- [Aim of the task]: Print the records below word for word, beginning with the first line and ending once the line containing "-36,13 +36,7 @@" is printed.

▬▬▬▬▬▬

PR #48, opened 2015-11-20
Feature/cleaner choices enums

das-g:
Reviewed by:
- [x] @hixi

### DIFF
--- a/conversion_service/shared/__init__.py
+++ b/conversion_service/shared/__init__.py
@@ -36,13 +36,7 @@ class JobStatus(MostSignificantEnumMixin):
 
     @classmethod
     def choices(cls):
-        return (
-            (cls.NEW.value, 'new'),
-            (cls.QUEUED.value, 'queued'),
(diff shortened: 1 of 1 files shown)


conversion_service/shared/__init__.py
```diff
@@ -3,27 +3,27 @@
...
-                if status.precedence_over(most_significant_status):
-                    most_significant_status = status
-            return most_significant_status
+            return min(status_list, key=cls._precedence_list().index)
         else:
             return None
 
 
-class JobStatus(MostSignificantEnumMixin):
+class JobStatus(ChoicesEnum):
```
hixi: shouldn't this inherit from `MostSignificantEnumMixin` as well?

hixi: Ah, we don't use that feature for the `JobStatus`, since there is no overall status needed.

das-g: Ah, right. The _precedence_list is thus also not needed. Removing it in PR #49

PR #50, opened 2015-11-23
use explicit precedence values again

das-g:
also, distinguish between choice representation (on db and in html forms) and human readable choice name

reviewed by:
- [x] @hixi 
- [ ] @wasabideveloper

### DIFF
--- a/conversion_service/shared/__init__.py
+++ b/conversion_service/shared/__init__.py
@@ -10,14 +10,13 @@ class ChoicesEnum(enum.Enum):
 
 
 class MostSignificantEnumMixin(enum.Enum):
-    @staticmethod
-    def _precedence_list():
+    def precedence(self):
         raise NotImplementedError
 
     @classmethod
     def most_significant(cls, status_list):
         if len(status_list) > 0:
-            return min(status_list, key=cls._precedence_list().index)
+            return min(status_list, key=cls.precedence)
         else:
             return None
 
@@ -53,6 +52,9 @@ class ConversionProgress(ChoicesEnum, MostSignificantEnumMixin):
     def __init__(self, unique_name):
         self.technical_representation = unique_name
         self.human_readable_name = unique_name
+
+    def precedence(self):
+        return ConversionProgress._precedence_list().index(self)
 
     @staticmethod
     def _precedence_list():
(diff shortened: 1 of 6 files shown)


conversion_service/shared/__init__.py
```diff
@@ -29,6 +28,10 @@ class JobStatus(ChoicesEnum):
     STARTED = 'started'
     DONE = 'done'
 
+    def __init__(self, unique_name):
+        self.technical_representation = unique_name
+        self.human_readable_name = unique_name
```
hixi: I understand that technically, this is the same, but what if we wanted to keep the values the same but changing the human readable version? Or would you rather, in such a hypothetical case, make a migration that would update the database values as well?

conversion_service/shared/__init__.py
```diff
@@ -39,13 +42,19 @@ class JobStatus(ChoicesEnum):
...
+    STARTED = 'started', 2
+    SUCCESSFUL = 'successful', 3
+
+    def __init__(self, unique_name, precedence):
+        self.technical_representation = unique_name
+        self.human_readable_name = unique_name
+        self._precedence = precedence
+
+        # Allow lookup by unique_name:
+        type(self)._value2member_map_[unique_name] = self
```
hixi: :+1: I like this way of supplying both the value and precedence :-D

conversion_service/shared/__init__.py
das-g: Changing the human readable name would necessarily mean a Django migration, because the output of `choices()` (which is used in the model field definitions) would change.

Decoupling `technical_representation` and `human_readable_name` could be done by adding an argument to `__init__()` or by computing/looking up a name within `__init__()` from the existing argument. If not all arguments of `__init__()` shall be part of the Enum members' repsective `.value`, we can set `self._value_` in `__init__()` explicitly.

conversion_service/shared/__init__.py
das-g: I wonder whether explicitly setting `self._value_ = unique_name` would be even better. Lookup by the name-precedence tuple won't ever be necessary, I guess &mdash; precedence is only needed during Enum member initialization.

das-g: > I wonder whether explicitly setting self._value_ = unique_name would be even better.

I got this to work (I think &mdash; tests pass again, at least) by overriding `__new__()`: 24585af435cdab09c49a2373fc1cc1babc453146
This is harder to understand and might cause unexpected side effects, so I think we better stick to augmenting `_value2member_map_`.

hixi: Yes, sticking to augmenting `_value2member_map_` is better, IMHO.

PR #51, opened 2015-11-24
Feature/deployment

hixi:
Adaptations for easier deployment and support for sentry logging.
Reviewed by:

- [x] @das-g


conversion_service/config/settings/production.py
```diff
@@ -31,3 +34,58 @@
...
+                'handlers': ['console'],
+                'propagate': False,
+            },
+        },
+    }
+
+    RAVEN_CONFIG = {
+        'dsn': SENTRY_DSN,
+        # If you are using git, you can also automatically configure the
+        # release based on the git info.
```
das-g: We are using git. Should we do as hinted in this comment?

hixi: Oh, that didn't work, so I removed it - but I should remove the comment as well.

conversion_service/conversion_job/migrations/0003_auto_20151120_1528.py
```diff
@@ -0,0 +1,24 @@
...
+            model_name='conversionjob',
+            name='status',
+            field=models.CharField(max_length=20, verbose_name='job status', default='new', choices=[('error', 'error'), ('new', 'new'), ('queued', 'queued'), ('started', 'started'), ('done', 'done')]),
+        ),
+        migrations.AlterField(
+            model_name='gisformat',
+            name='progress',
+            field=models.CharField(max_length=20, verbose_name='progress', default='new', choices=[('error', 'error'), ('new', 'new'), ('received', 'received'), ('started', 'started'), ('successful', 'successful')]),
+        ),
+    ]
```
das-g: Can we avoid this migration? As far as I can see, it only changes the choices order. Now that we use explicit precedence values again since #50, we could change the order back to how it was.

hixi: Sure.

docker-compose.yml
```diff
@@ -30,7 +30,7 @@ api:
     service: environmentvars
   build: .
   dockerfile: ./Dockerfile.rest_api
-  command: [honcho, -f, ./conversion_service/Procfile, start]
+  command: [honcho, -f, ./conversion_service/Procfile.dev, start]
```
das-g: In `osmaxx-postgis-conversion`, are Procfiles only used for development?

hixi: Yes.

conversion_service/conversion_job/migrations/0003_auto_20151120_1528.py
das-g: Just deleting the migration (99e1a45) won't do. It'll be re-created when we run `manage.py makemigrations` the next time if we don't change the choices order back to how it was.

conversion_service/config/settings/production.py
das-g: :white_check_mark:

conversion_service/conversion_job/migrations/0003_auto_20151120_1528.py
hixi: I haven't changed the order of the choices, so I don't really know what you want here for a solution. Migrations will be created, and in the end, we can just squash them before release.

das-g: >  I don't really know what you want here

#52

hixi: OK, removed the migration _now_ ;-)

PR #53, opened 2015-11-25
Feature/create access user in init

hixi:
if user environment var is set: creates an user with a password if none exists, or changes the password if it does exist.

▬▬▬▬▬▬

- [Task result]:
PR #48, opened 2015-11-20
Feature/cleaner choices enums

das-g:
Reviewed by:
- [x] @hixi

### DIFF
--- a/conversion_service/shared/__init__.py
+++ b/conversion_service/shared/__init__.py
@@ -36,13 +36,7 @@ class JobStatus(MostSignificantEnumMixin):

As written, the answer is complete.